## Input data
PR #353, opened 2025-02-28
Remove the migration for incoming_path_pending_states

LukasPukenis:
See commit message

### DIFF
--- a/drop-storage/migrations/003-retries/up.sql
+++ b/drop-storage/migrations/003-retries/up.sql
@@ -80,11 +80,25 @@ DROP TABLE outgoing_path_pending_states;
 
 ALTER TABLE incoming_path_pending_states ADD COLUMN base_dir TEXT NOT NULL DEFAULT '';
 
-UPDATE incoming_path_pending_states SET base_dir = ipss.base_dir
-FROM (SELECT path_id, base_dir, MIN(created_at) FROM incoming_path_started_states GROUP BY path_id) as ipss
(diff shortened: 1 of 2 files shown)


drop-storage/migrations/003-retries/up.sql
```diff
@@ -80,11 +80,25 @@ DROP TABLE outgoing_path_pending_states;
...
+CREATE TABLE IF NOT EXISTS incoming_path_started_states_new (
+  id INTEGER PRIMARY KEY AUTOINCREMENT, 
+  path_id INTEGER NOT NULL,
+  bytes_received INTEGER NOT NULL,
+  created_at TIMESTAMP NOT NULL DEFAULT(STRFTIME('%Y-%m-%d %H:%M:%f', 'NOW')),
+  FOREIGN KEY(path_id) REFERENCES incoming_paths(id) ON DELETE CASCADE ON UPDATE CASCADE,
+  CHECK(bytes_received >= 0)
+);
+
+INSERT INTO incoming_path_started_states_new (id, path_id, bytes_received, created_at)
```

## Work item
Reproduce every line of the records containing the string "DEFAULT".

## Answer to this exercise
 ALTER TABLE incoming_path_pending_states ADD COLUMN base_dir TEXT NOT NULL DEFAULT '';
+  created_at TIMESTAMP NOT NULL DEFAULT(STRFTIME('%Y-%m-%d %H:%M:%f', 'NOW')),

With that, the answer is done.